China’s new confidence has two opposite effects. On the one hand, a newly confident China is experimenting with a more assertive style of diplomacy on international human rights issues. China challenges conventional wisdom that the social norms and political values preferred by the west are the only possible way to achieve modernity. Chinese leaders often emphasize China’s model as “socialism with Chinese characteristics.” China may not actively promote its own political model abroad but as Mark Leonard, co-Founder and director of the European Council on Foreign Relations , said, “Even if the People’s Republic had done nothing in the world, the power of the Chinese example would have presented a major challenge to promoters of democracy.”

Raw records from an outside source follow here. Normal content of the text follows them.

PR #7098, opened 2022-10-28
Add much include-what-you-use for futureproofing

srh:
In reaction to #7091, this change adds a bunch of includes of system headers or library headers.  This is NOT a blindly obedient change that has everything from include-what-you-use.  It's probably too eager about including C++ headers.


srh:
It is strange how check_style.sh has different behavior in the automated checks than when run locally.

PR #2194, opened 2026-08-25
Make the country list keyboard-focusable to fix a11y scrollable-region check

### LINKED ISSUE #2192: A11y: country list fails axe scrollable-region-focusable requirement when countrySearch is disabled
### Prerequisites

- [x] I am using the latest version (v29.2.3) of both intl-tel-input and utils.js.
- [x] We use libphonenumber for formatting, validation, and placeholder numbers. If my issue relates to one of these things, I confirm I have used their [test site](https://libphonenumber.appspot.com) to ensure the issue is not with them, and will provide a link to the test results page showing this. Else, I have [reported the issue](https://github.com/google/libphonenumber/blob/master/CONTRIBUTING.md) to them instead of here.

### Integration

Vanilla JavaScript library

### Current behaviour

When `countrySearch` is disabled and the country selector is open, axe DevTools reports a `scrollable-region-focusable` violation on the country list:

```text
[serious] scrollable-region-focusable:
Scrollable region must have keyboard access

Element should have focusable content
Element should be focusable
```

The affected element is:

```html
<ul
  class="iti__country-list"
  id="iti-0__country-listbox"
  role="listbox"
  aria-label="List of countries"
>
```

The list is a scrollable region, but it has no `tabindex`. Its `role="option"` children use `tabindex="-1"`, so the region contains no focusable content.

Country selection nevertheless appears keyboard-accessible because focus remains on the selected-country button and the library handles Arrow Up/Down and Enter from there. However, the actual scrollable listbox does not satisfy axe's keyboard-access requirements.

### Expected behaviour

The open country selector should not trigger axe's `scrollable-region-focusable` rule.

The scrollable country list should use an accessible focus model in which the region itself is keyboard-focusable or contains keyboard-focusable content, while preserving the existing Arrow Up/Down, Enter, and Escape behaviour.

### Steps to reproduce

Prerequisite: Install the axe DevTools browser extension.

- Chrome: https://chromewebstore.google.com/detail/axe-devtools-web-accessib/lhdoppojpmngadmnindnejefpokejbdd
- Firefox: https://addons.mozilla.org/en-US/firefox/addon/axe-devtools/

1. Open the playground with `countrySearch` disabled:
   https://intl-tel-input.com/playground?countrySearch=false
2. Ensure the country selector is open. The playground's "Keep dropdown open" option can remain enabled.
3. Open axe DevTools and run a full-page scan.
Image
 
4. Observe a `scrollable-region-focusable` violation on `.iti__country-list`.
Image
Image

### Anything else?

Observed with:

- intl-tel-input v29.2.3
- `countrySearch: false`
- axe DevTools using axe-core 4.12
- Chrome 151
- Firefox 154

Axe rule documentation:

https://dequeuniversity.com/rules/axe/4.12/scrollable-region-focusable

The same markup is exposed through the Vue component, which is how we originally encountered it, but the listbox itself is generated by the core library. I therefore selected "Vanilla JavaScript library" as the integration.

I found the related accessibility discussion in #800, but that report concerns screen-reader announcements and general ARIA problems. I could not find an existing report specifically about the scrollable country list failing axe's `scrollable-region-focusable` rule when `countrySearch` is disabled.

raphyabak:
## Summary

Fixes #2192.

The country dropdown's scrollable `<ul role="listbox">` has no `tabindex`, and all its `<li role="option">` children use `tabindex="-1"` (they're only reachable via arrow-key navigation while focus stays on the selected-country button or search input). Since the list itself isn't focusable and has no other focusable content, axe-core's `scrollable-region-focusable` rule flags it — most visibly when `countrySearch` is disabled, since there's no search input to otherwise satisfy the check.

## Fix

Add `tabindex="0"` to the country list. This doesn't change keyboard behavior: `#bindCountrySelectorKeydownListener` already listens on the whole `#countrySelectorEl` container, not just the selected-country button, so Arrow/Enter/Escape keydowns bubbling up from the list continue to work identically whether focus is on the list itself, the button, or the search input.

I verified this live against the production playground with axe-core (not just reasoning about it), since `scrollable-region-focusable` is a rule with known false positives on some listbox/combobox patterns and I wanted to be sure this was a real, fixable violation and not one of those:

- `countrySearch=false`: violation present on `#iti-*__country-listbox` before the fix, gone after adding `tabindex="0"`. `tabindex="-1"` alone does **not** satisfy the rule (axe requires actual keyboard reachability, not just programmatic focusability).
- `countrySearch=true`: the listbox is already clean either way (the search input's `aria-activedescendant` combobox pattern already satisfies it), so this change is a no-op there — no risk of double-counting a fix that wasn't needed.
- Manually dispatched `ArrowDown` with focus placed directly on the listbox: highlight still moves correctly, confirming the existing bubbling keydown handler keeps working once the list itself can hold focus.

## Test plan

- Added a markup test asserting the list has `tabindex="0"`.
- Added a keyboard-navigation test with `countrySearch: false` that dispatches `ArrowDown` from the list element itself (rather than the search input, which is what the existing arrow-key tests use) and asserts the highlight still moves — this is the scenario the fix newly makes possible (focus landing directly on the list) and the reason a plain `tabindex="-1"` wouldn't have worked.
- Verified the regression: reverting the source change turns the new `tabindex` test from passing into failing (`null` instead of `"0"`).
- Full unit suite passes: `npx vitest run tests/unit` — 175 passing.
- `eslint` passes on the changed files.


raphyabak:
Follow-up: making the country list keyboard-focusable put it into the native tab order, which broke the existing "pressing TAB closes the dropdown and focuses the input" test — a forward Tab could land on the list itself instead of continuing to the input. Pushed a fix that explicitly moves focus to the input on a forward Tab rather than relying on native traversal, plus a couple of unit tests covering both the forward-Tab and Shift+Tab cases.

jackocnr:
Thank you for putting this together. I manually merged your first commit and realised that the issue you found and fixed in your second commit was actually just a jsdom issue, which I fixed in a different way. Thanks again.

jackocnr:
Released with v29.4.0

PR #2195, opened 2026-08-28
Added Gaelic and Maltese locales

NothingJenkins:
Adds translation for Gaelic (GA) and Maltese (MT).
Both translations were done using DeepL as I don't speak any of these languages.


jackocnr:
Thanks!

jackocnr:
Released with v29.3.0

PR #2201, opened 2026-09-17
Fix onChangeCountry firing on util load 

ZhangYiJiang:
Claude found a race condition because of util loading. Because lastEmittedCountryRef ignores initialCountry, the component thinks country has changed even though it has not. 

Unfortunately it also notes the same bug exists for the other callbacks, but its fix for those are much more complex and convoluted because in those cases, the user could also have typed something, but the initial state for states like error cannot be determined until utils have loaded. I'm not sure its hacky looking fix makes sense or if we should figure out a restructure here, so I'm just submitting this fix.


jackocnr:
Thanks

jackocnr:
Released with v29.4.0

PR #193, opened 2026-07-25
feat(builtins): implement json.filter, json.patch, json.remove

### LINKED ISSUE #192: builtins: implement path-based JSON object builtins (json.filter, json.patch, json.remove)
  Implement the [object](https://www.openpolicyagent.org/docs/policy-reference/builtins/object) JSON builtins:
  - [x] [`json.filter`](https://www.openpolicyagent.org/docs/policy-reference/builtins/object#builtin-object-jsonfilter)
  - [x] [`json.patch`](https://www.openpolicyagent.org/docs/policy-reference/builtins/object#builtin-object-jsonpatch)
  - [x] [`json.remove`](https://www.openpolicyagent.org/docs/policy-reference/builtins/object#builtin-object-jsonremove)

  ### Expected Outcome
  * JSON Object builtins can be used in policy evaluations
  * All relevant compliance tests pass:
    * https://github.com/open-policy-agent/opa/tree/main/v1/test/cases/testdata/v1/jsonfilter
    * https://github.com/open-policy-agent/opa/tree/main/v1/test/cases/testdata/v1/jsonfilteridempotent
    * https://github.com/open-policy-agent/opa/tree/main/v1/test/cases/testdata/v1/jsonpatch
    * https://github.com/open-policy-agent/opa/tree/main/v1/test/cases/testdata/v1/jsonremove
    * https://github.com/open-policy-agent/opa/tree/main/v1/test/cases/testdata/v1/jsonremoveidempotent

DFrenkel:
Add the object-category JSON builtins (`json.filter`, `json.patch`, `json.remove`), matching OPA Go semantics. They address nested locations by JSON-Pointer path (RFC6901: a `/`-separated string with `~0`/`~1` unescaping, or an array of segments) rather than operating on JSON text.

* `filter`/`remove` take a set or array of paths, collapse them into a single tree, and walk the input once to keep or drop the named locations; a shorter path subsumes a longer one (`"a"` covers `"a/b"`). `patch` applies RFC6902 operations (add/remove/replace/move/copy/test) over objects, arrays, sets, and scalars; a failed operation (bad path, failed `test`, unknown op) becomes undefined under non-strict evaluation.

* `patch` is implemented directly on the immutable `RegoValue` tree rather than porting OPA's mutable `edittree`. edittree avoids re-copying the document as many edits are applied in place. Because `RegoValue` is an immutable value type (copy-on-write), the same RFC6902 behavior comes from plain recursive get/insert/remove functions that return new values. A patch applies its operations to one document and returns the result, so there's no repeated in-place editing for edittree to speed up, and copy-on-write keeps the intermediate copies cheap. It passes the full `json-patch-tests` conformance set this way.

### Definition of done
All relevant `json(filter|remove|patch)` compliance tests pass *except* for existing known issues

### How to test
`make fmt lint test`
`OPA_COMPLIANCE_TESTS=".*json(filter|remove|patch).*" make test-compliance`

### Related Resources
Fixes #192

### DIFF
--- a/Sources/Rego/Builtins/Json.swift
+++ b/Sources/Rego/Builtins/Json.swift
@@ -1,0 +1,593 @@
+import AST
+import Foundation
+
+// Path-based JSON builtins from the "object" category: json.filter, json.remove and
+// json.patch. (json.marshal / json.unmarshal / json.is_valid live in Encoding.swift.)
+//
+// None of these functions parse JSON text. They operate on the already-decoded
+// AST.RegoValue tree. The only "JSON" aspect is the JSON-Pointer-style path syntax
+// (RFC6901) used to address nested locations, and RFC6902 JSON-Patch for json.patch.
+extension BuiltinFuncs {
+
+    // MARK: - json.filter
+
+    // filter returns a new object containing only the paths of the input object named
+    // in the second argument. Paths that don't exist in the object are ignored. A path
+    // that names an interior node keeps that entire subtree.
+    //
+    // e.g. json.filter({"a": {"b": 1, "c": 2}}, {"a/b"}) => {"a": {"b": 1}}
+    //
+    // args
+    // object (object[any: any]) - object to filter
+    // paths (any<array[any], set[any]>) - JSON string paths, or arrays of path segments
+    // returns: filtered (any) - remaining data from object with only the paths specified
+    static func jsonFilter(ctx: BuiltinContext, args: [AST.RegoValue]) throws -> AST.RegoValue {
+        guard args.count == 2 else {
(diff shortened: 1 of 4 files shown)


philipaconrad (approved):
This looks like a correct port of the `json.filter`, `json.patch`, and `json.remove` builtins.

I'm not sure that I agree with all of the rationale around why `edittree`-style structures would be less effective here, but I do agree that porting that sort of bookkeeping structure would have enormously complicated the PR.

If we get complaints around `json.patch`'s performance in the future, we can investigate and see if alternative data structures like the `edittree` design would be worth trying out.

For now though, I think this is good to ship. Thanks @DFrenkel!

Issue #554, opened 2015-04-17
Unexpected behavior in elementSiblingIndex


DavidGauntt:
The documentation for elementSiblingIndex states "Get the list index of this element in its element sibling list. I.e. if this is the first element sibling, returns 0".

This would imply that if

    n=myElem.elementSiblingIndex();

then

    myElem.parent().children().get(n)==myElem.  

However, this is not how elementSiblingIndex behaves. What is guaranteed is that

    myElem.parent().children().get(n).equals(myElem).  

For example, if both row 2 and row 5 of a table are

    <tr><td>Cell1</td><td>Cell2</td></tr>

then the Element object associated with both rows will have the same `elementSiblingIndex()`.

jhy:
Is this the same issue as #561?

jhy:
Thanks for finding this, fixed

PR #587, opened 2015-06-10
fix issue 580

DarrelHsu:
```
System.out.println(Jsoup.parse("<html><body><table><tr><td> VALUE </td><td> VALUE </td></tr></table></body></html>").select("td"));
```


DarrelHsu:
this change will fix the issue 579 also

jhy:
This was already fixed with #554, right? Example now prints two values correctly, without this extra change.

Issue #552, opened 2015-04-13
Unexpected elements inside table are moved to wrong location


pfarrel:
This commit https://github.com/jhy/jsoup/commit/e99193605b688e923d20054c13db897cff751607 introduced a bug where handling of unexpected elements inside a table element changed, resulting in the unexpected elements being pushed further up the document than before.

I have constructed a minimal repro. Before the commit in question, the unexpected p tag would continue to be positioned after the comment (with some elements being closed early etc. to support this). After the commit, the p tag and its contents are moved up more than one table level, and now appear after the comment tag.

Obviously this input HTML is very broken and bad, but it seems that the change in behaviour was unintended. 

copying @jaredstehler  

    @Test
    public void testInvalidTableContents() throws IOException {
        File in = getFile("/htmltests/table-invalid-elements.html");
        Document doc = Jsoup.parse(in, "UTF-8");
        doc.outputSettings().prettyPrint(true);
        String rendered = doc.toString();
        int endOfEmail = rendered.indexOf("Comment");
        int guarantee = rendered.indexOf("Why am I here?");
        assertTrue("Comment not found", endOfEmail > -1);
        assertTrue("Search text not found", guarantee > -1);
        assertTrue("Search text did not come after comment", guarantee > endOfEmail);
    }

Uses the following fixture:

    <html>
        <body>
            <table>
                <tr>
                    <td>
                        <table>
                            <tr>
                                
                                <table>
                                    <p>Why am I here?</p>
                            </tr>
                        </table>
                    </td>
                </tr>
            </table>
        </body>
    </html>

jhy:
Thanks. I reviewed the commit and can't immediately see the problem or where it regressed.

jaredstehler:
So the issue seems to be that the pattern 
```
boolean processed = tb.processEndTag("table");
if (processed)
  return tb.process(t);
```

is broken with the change to reuse end tags via the ```processEndTag()``` method, in that it affects the tag referenced at ```t```.

For example, in handleMissingTr() (https://github.com/jhy/jsoup/blob/master/src/main/java/org/jsoup/parser/HtmlTreeBuilderState.java#L1135) :

```
        private boolean handleMissingTr(Token t, TreeBuilder tb) {
            boolean processed = tb.processEndTag("tr");
            if (processed)
                return tb.process(t);
            else
                return false;
```

[...]

PR #591, opened 2015-06-17
issue 552 fix

jaredstehler:
test case reproducing the element ordering issue, and a potential fix.

addresses https://github.com/jhy/jsoup/issues/552


jhy:
Thanks very much for your analysis and fix. I have implemented a slightly different fix, which is to test if the token about to be recycled is already in use. This should catch other instances of the same bug. I incorporated your test.

I did find another possible instance (in `<isindex>` normalization) which didn't actually cause bad output, but there would probably be other bugs lurking around there without this change.

jaredstehler:
excellent, thanks!

PR #597, opened 2015-07-08
Changed 'relative redirect with dot' test to show failing use case

xpadro:
Changed the test URL to show a use case where it fails to redirect to a URL which includes a relative dot.


jhy:
Thanks, seeing the host without a path showed me where the error was.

At the same time, as it becomes more powerful, China is rethinking its commitment to non-interference and might play a greater part in global governance. China realizes that it may not always be in its own interest to defend the principle of non-interference. There are practical reasons, sometimes, to intervene in the domestic affairs of other countries in some humanitarian crises. For instance, in the case of Libya, China was not against the intervention led by some western countries partially because of some practical reasons, including prompt action to ensure the safety of more than 35,000 Chinese working in the country and economic interests in Libya that might be threatened by supporting the wrong side.. Without fundamentally changing the non-interference principle, China is also exploring alternative strategies for dealing with humanitarian crises and political instability in the developing world. Some Chinese elites are actively looking for a new framework. For instance, Peking University professor Wang Yizhou proposes the notion of “creative involvement,” which encourages China to develop a much more proactive kind of diplomacy that can contribute more and make a bigger impact on international affairs.

All these developments suggest China is likely to become ever more engaged in the international system while pushing its own agenda. As it has done for several decades, it will promote the principle of “seeking common ground while reserving differences”(Qiutong Cunyi) in its diplomacy. Thus, China might be viewed as an emerging normative power with limited aims.